---------- Records supplied

PR #4062, opened 2016-07-02
Preview: New Persistence Store using Akka Marshalling infrastructure.

jasongilanfarr:
Notes:
- May change ZkSerialized to use Proto Messages
- Need to implement compression (or force it in the client) and check
  the serialized length is less than 1MB and consider
  what _should_ happen if it takes more than 1MB, e.g. splitting
  the serialized data across two nodes.
- Add more comments to the commit (and likely docs)


project/plugins.sbt
```diff
@@ -30,3 +30,4 @@ addSbtPlugin("org.scoverage" % "sbt-coveralls" % "1.1.0")
 
 addSbtPlugin("com.timushev.sbt" % "sbt-updates" % "0.1.10")
 
+addSbtPlugin("com.thoughtworks.sbt-api-mappings" % "sbt-api-mappings" % "latest.release")
```
aquamatthias: Did not know that one. Cool.

src/main/scala/mesosphere/marathon/core/storage/PersistenceStore.scala
```diff
@@ -0,0 +1,254 @@
...
+  *       def fromStorageId(id: String): String = id
+  *   }
+  * }}}
+  *
+  * @tparam Id The marathon type of the ID for the given Value type
+  * @tparam K The persisted type of the ID
+  * @tparam V The value type being stored
+  * @tparam Serialized The serialized type of 'V' for the given [[PersistenceStore]].
+  */
+trait IdResolver[Id, K, +V, +Serialized] {
```
aquamatthias: I see your solution regarding different storage engines: the resolver is defined with respect to a specific key and serialized type - nice!

src/main/scala/mesosphere/marathon/core/storage/PersistenceStore.scala
```diff
@@ -0,0 +1,254 @@
...
+  *  - Provide an [[IdResolver]] for your class for the supported [[PersistenceStore]]s
+  *  - Provide a Marshaller and Unmarshaller for
+  *    your class and the Serialized form for the supported [[PersistenceStore]]s.
+  *  - For example, given a class 'A', a K set to [[mesosphere.marathon.core.storage.impl.zk.ZkId]]
+  *    and Serialized as [[mesosphere.marathon.core.storage.impl.zk.ZkSerialized]],
+  *    the following implicits should be sufficient
+  * {{{
+  *   case class A(id: Int, name: String)
+  *   object A {
+  *     implicit val zkIdResolver = new IdResolver[Int, ZkId, A, ZkSerialized] {
```
aquamatthias: nit: the example says, we should implement the IdResolver as part of the companion object. In order to use different resolver for different storage engines, the id resolver should be implemented with respect to the storage engine, or?

src/main/scala/mesosphere/marathon/core/storage/PersistenceStore.scala
```diff
@@ -0,0 +1,254 @@
...
+  *       def toStorageId(id: Int): ZkId =
+  *         ZkId("/A/" + id.toString) // note: scaladoc bug where string interpolation fails
+  *       def fromStorageId(key: ZkId): Int = key.value.replaceAll("/A/", "").toInt
+  *     }
+  *     implicit val zkMarshaller = Marshaller[A, ZkSerialized] =
+  *       Marshaller.opaque { (a: A) =>
+  *         val bytes = ByteString.newBuilder
```
aquamatthias: We used protobufs in the past to marshal objects to byte strings. Are you suggesting to use plain akka primitives here, or is this just an example? 
I think it would be good to use the Marshaller/Unmarshaller traits from akka but use protobuf as implementation.

src/main/scala/mesosphere/marathon/core/storage/PersistenceStore.scala
```diff
@@ -0,0 +1,254 @@
...
+    ctx: ExecutionContext = ExecutionContext.global): Future[Option[V]] = async {
+    val path = ir.toStorageId(id)
+    val old = await(get(id))
+    change(old) match {
+      case Success(newValue) =>
+        val serialized = await(Marshal(newValue).to[Serialized])
+        old match {
+          case Some(_) =>
+            await(rawSet(path, serialized))
+            old
```
aquamatthias: Not 100% sure about the expected return value, but I would have guessed it should be `newValue` not `old`.

src/main/scala/mesosphere/marathon/core/storage/PersistenceStore.scala
```diff
@@ -0,0 +1,254 @@
...
+          case None =>
+            await(rawCreate(path, serialized))
+            old
```
aquamatthias: `newValue` ?

src/main/scala/mesosphere/marathon/core/storage/PersistenceStore.scala
```diff
@@ -0,0 +1,254 @@
...
+        }
+      case Failure(error: StoreCommandFailedException) =>
+        throw error
+      case Failure(error) =>
+        old
```
aquamatthias: What is the reasoning here to ignore all errors silently?

src/main/scala/mesosphere/marathon/core/storage/impl/CachingPersistenceStore.scala
```diff
@@ -0,0 +1,158 @@
...
+    pathAsKey: String => K)(
+    implicit
+    override val mat: Materializer
+) extends PersistenceStore[K, Serialized] with StrictLogging with PrePostDriverCallback {
+
+  private[storage] val cache = Promise[TrieMap[String, Either[Serialized, Any]]]()
+
+  override def preDriverStarts: Future[Unit] = {
+    val storage = TrieMap[String, Either[Serialized, Any]]()
+    val future = store.keys().mapAsync(8) { key =>
```
aquamatthias: Hard coded value should be made configurable.
Also keep in mind all caches are created in parallel - this will result in high load on zk.

src/main/scala/mesosphere/marathon/core/storage/impl/CachingPersistenceStore.scala
```diff
@@ -0,0 +1,158 @@
...
+      store.rawGet(key).map(v => key -> v)
+    }.runForeach {
+      case (key, maybeSerialized) =>
+        maybeSerialized match {
+          case Some(v) =>
+            storage.put(keyAsPath(key), Left(v))
+          case None =>
+        }
+    }
+    cache.completeWith(future.map(_ => storage))
```
aquamatthias: `preDriverStart` will be called every time we got elected (multiple times). The promise here can be completed only once. Perhaps create a new Promise for every call on `preDriverStarts`?

src/main/scala/mesosphere/marathon/core/storage/impl/CachingPersistenceStore.scala
```diff
@@ -0,0 +1,158 @@
...
+      val result = cached.keySet.withFilter(_.startsWith(storageId)).map { key =>
+        val path = if (storageId == "") storageId else key.replaceAll(s"$storageId/", "")
+        path.split("/").head
+      }
+      result
+    }
+    Source.fromFuture(future).mapConcat(_.map(k => ir.fromStorageId(pathAsKey(k)))(collection.breakOut))
+  }
+
+  override def get[Id, V](id: Id)(implicit
```
aquamatthias: In our current implementation we have special handling for versioned entries (generally only the current version is kept in memory). This implementation will also cache versioned entries. This could eventually cause problems with a lot of apps/groups and a high history number.

src/main/scala/mesosphere/marathon/core/storage/impl/CachingPersistenceStore.scala
```diff
@@ -0,0 +1,158 @@
...
+  }
+
+  override def update[Id, V](id: Id)(change: (V) => Try[V])(implicit
+    ir: IdResolver[Id, K, V, Serialized],
+    um: Unmarshaller[Serialized, V],
+    m: Marshaller[V, Serialized]): Future[V] = {
+    async {
+      await(get(id)) match {
+        case Some(old) =>
+          change(old) match {
```
aquamatthias: This change is never persisted in the store.

src/main/scala/mesosphere/marathon/core/storage/PersistenceStore.scala
```diff
@@ -0,0 +1,254 @@
...
+  def delete[Id, V](k: Id)(implicit ir: IdResolver[Id, K, V, Serialized]): Future[Done] = {
+    rawDelete(ir.toStorageId(k))
+  }
+
+  /**
+    * @return A source of _all_ keys in the Persistence Store (which can be used by a
+    *         [[mesosphere.marathon.core.storage.impl.CachingPersistenceStore]] to populate the
+    *         cache completely on startup.
+    */
+  protected[storage] def keys(): Source[K, NotUsed]
```
aquamatthias: Perhaps divide this trait into:
- an abstract with public methods trait without any implementation
- an abstract class
This will also help with implementations (like cache) that does not need the raw* methods.

src/main/scala/mesosphere/marathon/core/storage/impl/CachingPersistenceStore.scala
```diff
@@ -0,0 +1,158 @@
...
+
+  override def postDriverTerminates: Future[Unit] = Future.successful(())
+
+  override def ids[Id, V](parent: Id)(implicit ir: IdResolver[Id, K, V, Serialized]): Source[Id, NotUsed] = {
+    val future = async {
+      val cached = await(cache.future)
+
+      val storageId = keyAsPath(ir.toStorageId(parent))
+      val result = cached.keySet.withFilter(_.startsWith(storageId)).map { key =>
+        val path = if (storageId == "") storageId else key.replaceAll(s"$storageId/", "")
```
aquamatthias: This will fail e.g. for 
``` scala
"/a/b/c/a/b/c".replaceAll("/a", "")
```
Use `replaceFirst("^($storageId/)", "")` or `substring`

src/main/scala/mesosphere/marathon/core/storage/impl/CachingPersistenceStore.scala
```diff
@@ -0,0 +1,158 @@
...
+    Source.fromFuture(future).mapConcat(_.map(k => ir.fromStorageId(pathAsKey(k)))(collection.breakOut))
+  }
+
+  override def get[Id, V](id: Id)(implicit
+    ir: IdResolver[Id, K, V, Serialized],
+    um: Unmarshaller[Serialized, V]): Future[Option[V]] = async {
+    val cached = await(cache.future)
+    val stored = cached.get(keyAsPath(ir.toStorageId(id)))
+    stored match {
+      case Some(Left(serialized)) =>
```
aquamatthias: What is the reasoning behind on demand serialization instead of doing it in preDriverStart?

src/main/scala/mesosphere/marathon/core/storage/impl/CachingPersistenceStore.scala
```diff
@@ -0,0 +1,158 @@
...
+          throw e
+      }
+    }
+  }
+
+  override def toString: String = s"CachingPersistenceStore($store)"
+
+  // None of the raw methods need to be implemented.
+
+  override protected[storage] def rawGet(id: K): Future[Option[Serialized]] = ???
```
aquamatthias: See my comment regarding splitting the PersistentStore trait.

src/main/scala/mesosphere/marathon/core/storage/impl/CachingPersistenceStore.scala
```diff
@@ -0,0 +1,158 @@
...
+  * the cached data is actually stale.
+  *
+  * @param store The store to cache
+  * @param keyAsPath Conversion from the Persistence layer's key to a stringified path.
+  * @param mat a materializer for akka streaming
+  * @tparam Serialized The serialized format for the persistence store.
+  */
+class CachingPersistenceStore[K, Serialized](
+    store: PersistenceStore[K, Serialized],
+    keyAsPath: K => String,
```
aquamatthias: Just thinking: If we have the assumption, that K is (or could be) a path, perhaps we should make this functionality part of IdResolver 
``` scala
isChild(parent: Id, path: Id): Boolean
```

src/main/scala/mesosphere/marathon/core/storage/impl/InMemoryPersistenceStore.scala
```diff
@@ -0,0 +1,86 @@
...
+
+import scala.annotation.tailrec
+import scala.collection.concurrent.TrieMap
+import scala.concurrent.Future
+
+case class RamId(id: String)
+case class Identity(value: Any)
+
+trait InMemoryStoreSerialization {
+  implicit def idResolver[V]: IdResolver[String, RamId, V, Identity] =
```
aquamatthias: Most of our Ids are not Strings. E.g. PathId, Task.Id...

src/test/scala/mesosphere/marathon/core/storage/CachingPersistenceStoreTest.scala
```diff
@@ -0,0 +1,44 @@
+package mesosphere.marathon.core.storage
```
aquamatthias: Please move this test class next to `CachingPersistenceStore` (inside impl)

src/test/scala/mesosphere/marathon/core/storage/InMemoryPersistenceStoreTest.scala
```diff
@@ -0,0 +1,17 @@
+package mesosphere.marathon.core.storage
```
aquamatthias: Please move this test class next to CachingPersistenceStore (inside impl)

src/test/scala/mesosphere/marathon/core/storage/ZkPersistenceStoreTest.scala
```diff
@@ -0,0 +1,63 @@
+package mesosphere.marathon.core.storage
```
aquamatthias: Please move this test class next to CachingPersistenceStore (inside impl/zk)

aquamatthias:
Hey @jasongilanfarr looks promising. I like the approach. I made a couple of comments, plus:
- I assume we will replace MarathonStore with PersistentStore? 
- we currently serialize changes made to one entry: https://github.com/mesosphere/marathon/blob/master/src/main/scala/mesosphere/marathon/state/MarathonStore.scala#L43 and I fear there is code relying on this
- please also remove `mesosphere.util.state` with this PR

src/main/scala/mesosphere/marathon/core/storage/PersistenceStore.scala
jasongilanfarr: Hmm, thought I suggested that the implicits may be defined in the companion or elsewhere. I'll make this more clear. I actually like the setup for Zk's test where its a mixin trait. I imagine the trait(s) would be mixed into something like `AppRepository`.

src/main/scala/mesosphere/marathon/core/storage/PersistenceStore.scala
jasongilanfarr: This is purely an example. I wish GitHub would actually show more of the commit body - I have a TODO: consider using `Message` for ZkPersistence

src/main/scala/mesosphere/marathon/core/storage/PersistenceStore.scala
jasongilanfarr: Was thinking the exact same thing once I wrote CachingPersistenceStore.

src/main/scala/mesosphere/marathon/core/storage/PersistenceStore.scala
jasongilanfarr: `create` returns a `Future[Done]`. `update` returns a `Future[V]` where `V` is the old value. I probably need to comment a bit more in this method as it handles both cases.

src/main/scala/mesosphere/marathon/core/storage/PersistenceStore.scala
jasongilanfarr: That's not _quite_ true here, and only here specifically - though I do want to add it to the log. 

If `change` fails with anything other than a `StoreCommandFailedException` (which itself doesn't exactly make a lot of sense), we don't actually want to fail the future.

src/main/scala/mesosphere/marathon/core/storage/impl/CachingPersistenceStore.scala
jasongilanfarr: Will move to a configuration parameter. My intent is that there is _exactly_ one PersistenceStore in all of Marathon.

src/main/scala/mesosphere/marathon/core/storage/impl/CachingPersistenceStore.scala
jasongilanfarr: Right, didn't think of that. I'll add comments to that method as well and do as you suggest.

src/main/scala/mesosphere/marathon/core/storage/impl/CachingPersistenceStore.scala
jasongilanfarr: Good catch.

src/main/scala/mesosphere/marathon/core/storage/impl/CachingPersistenceStore.scala
jasongilanfarr: Good catch here too. I didn't notice that we currently only cache the latest version. I'm wondering if maybe we should be Versioning into the PersistenceStore itself?

src/main/scala/mesosphere/marathon/core/storage/impl/CachingPersistenceStore.scala
jasongilanfarr: Another tricky gotcha... in `preDriverStart` we have none of the implicits available to us! You'll note that we cache based on the underlying store's 'K' not 'Id'. So when we load the cache, we don't actually know how to deserialize anything until something asked for it to be deserialized. Once it is deserialized successfully, we swap it out for the real value.

src/main/scala/mesosphere/marathon/core/storage/impl/CachingPersistenceStore.scala
jasongilanfarr: good catch.

src/main/scala/mesosphere/marathon/core/storage/impl/InMemoryPersistenceStore.scala
jasongilanfarr: This was just a default resolver.

jasongilanfarr:
Thanks for all the comments on the preview!

- I intend on replacing everything up to `XYZRepository` more or less. Each repository will take in the PersistenceStore.
- I'll add per-key serialization.
- Will remove the state package in a later PR/commit
  - My intention is to have a series of commits that add the new functionality, use it, then delete the old.

jasongilanfarr:
While I've updated it, I realized versioning added a lot of complexity (and its something I'd like the persistence layer to handle itself), so its now baked into the interface.

src/main/scala/mesosphere/marathon/core/storage/IdResolver.scala
```diff
@@ -0,0 +1,41 @@
...
+  *
+  * This IdResolver must be provided for all storage engines. See [[PersistenceStore]]
+  *
+  * @tparam Id The marathon type of the ID for the given Value type
+  * @tparam K The persisted type of the ID
+  * @tparam Category The category that 'V' belongs to.
+  * @tparam V The value type being stored
+  * @tparam Serialized The serialized type of 'V' for the given [[PersistenceStore]].
+  */
+trait IdResolver[Id, K, Category, V, +Serialized] {
```
jdef: curious: what's the benefit of `+Serialized` in the type signature here?

jasongilanfarr: It shouldn't have any benefit, I've removed it.

project/build.scala
```diff
@@ -345,6 +348,7 @@ object Dependency {
   val akkaActor = "com.typesafe.akka" %% "akka-actor" % V.Akka
   val akkaSlf4j = "com.typesafe.akka" %% "akka-slf4j" % V.Akka
   val akkaStream = "com.typesafe.akka" %% "akka-stream" % V.Akka
+  val akkaHttp = "com.typesafe.akka" %% "akka-http-experimental" % V.Akka
```
jasongilanfarr: http-core is marked stable, but the higher API (which happens to be where
marshaling is) is still undergoing changes. Marshaling is quite close to
what it was in spray, so I'm not that concerned.

src/main/scala/mesosphere/marathon/core/storage/impl/BasePersistenceStore.scala
```diff
@@ -0,0 +1,145 @@
...
+  * Persistence Store that handles all marshalling and unmarshalling, allowing
+  * subclasses to focus on the raw formatted data.
+  *
+  * @tparam K The persistence store's primary key type
+  * @tparam Serialized The serialized format for the persistence store.
+  */
+abstract class BasePersistenceStore[K, Category, Serialized](implicit
+  ctx: ExecutionContext,
+  mat: Materializer) extends PersistenceStore[K, Category, Serialized]
+    with TimedPersistenceStore[K, Category, Serialized] {
```
kensipe: Metrics is always present then?  or should this be configurable?

src/main/scala/mesosphere/marathon/core/storage/impl/zk/ZkPersistenceStore.scala
```diff
@@ -0,0 +1,170 @@
...
+import org.apache.zookeeper.data.Stat
+
+import scala.async.Async.{ async, await }
+import scala.collection.immutable.Seq
+import scala.concurrent.{ ExecutionContext, Future }
+import scala.util.control.NonFatal
+import scala.util.{ Failure, Success }
+
+case class ZkId(category: String, id: String, version: Option[OffsetDateTime]) {
+  private val bucket = id.hashCode % 16
```
kensipe: simply beautiful.   I don't see a way to reverse this for debugging / support.  It appears we save the full ID in the bucket.  I just checked and Exhibitor doesn't provide a way of searching.   Any thoughts here?

jasongilanfarr: All objects can be found in one of their categorized buckets (there are
only 16). This facilitates even distribution of the persisted data, but
yes, it makes it a bit harder if you're looking to debug.

In order to facilitate support, we agreed that a tool should be provided to
decode/search ZK for marathon data - plus, it can decode proto into a human
readable form.

src/main/scala/mesosphere/marathon/core/storage/impl/BasePersistenceStore.scala
jasongilanfarr: That was the intent yes. Operations at the lead persistence layer should be
timed. I'd like yo eventually add error tracking as well.

jasongilanfarr:
Update: I started going through and propagating PersistenceStore into the *Repository classes (as a feature flag, so they actually support both EntityStore and PersistenceStore). 

Marshaller and Unmarshaller seem to resolve correctly, but I've run into issues with IdResolver not resolving the implicits even when they are in scope. I feel like this is a variance issue - a lot of the type class implicits (e.g. JsonWriter) tend to look like this:

```
trait Writer[-T] {
  def toJson(t: t): JsValue
}
```
As such, I'm carefully going through the IdResolution type-classing to make them resolve correctly. I hope to have this a bit further along tonight and into tomorrow - I spent almost the entire day trying to figure this out. 

Finally, the one other big change I know we're going to want is to make Group serialization to  symbolically reference apps instead of serializing the entire app. I think we should do this as part of the feature flag...

kensipe:
Currently fails compilation:

```
Compiling 330 Scala sources and 3 Java sources to /Users/kensipe/projects/mesos/marathon/target/scala-2.11/classes...
[error] 
ZkPersistenceStore.scala:98: not found: value maxDelay
[error]     maxDelay
[error]     ^
[error] 
ZkPersistenceStore.scala:90: could not find implicit value for parameter mat: akka.stream.Materializer
[error]     maxDelays: FiniteDuration = Retry.DefaultMaxDelay) = this(
[error]                                                          ^
[error] two errors found
```

jasongilanfarr:
Replacing with the full branch.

--------------------

Which lines of the records contain the word "feature"? Copy each of them.

__Answer to the problem__
Update: I started going through and propagating PersistenceStore into the *Repository classes (as a feature flag, so they actually support both EntityStore and PersistenceStore). 
Finally, the one other big change I know we're going to want is to make Group serialization to  symbolically reference apps instead of serializing the entire app. I think we should do this as part of the feature flag...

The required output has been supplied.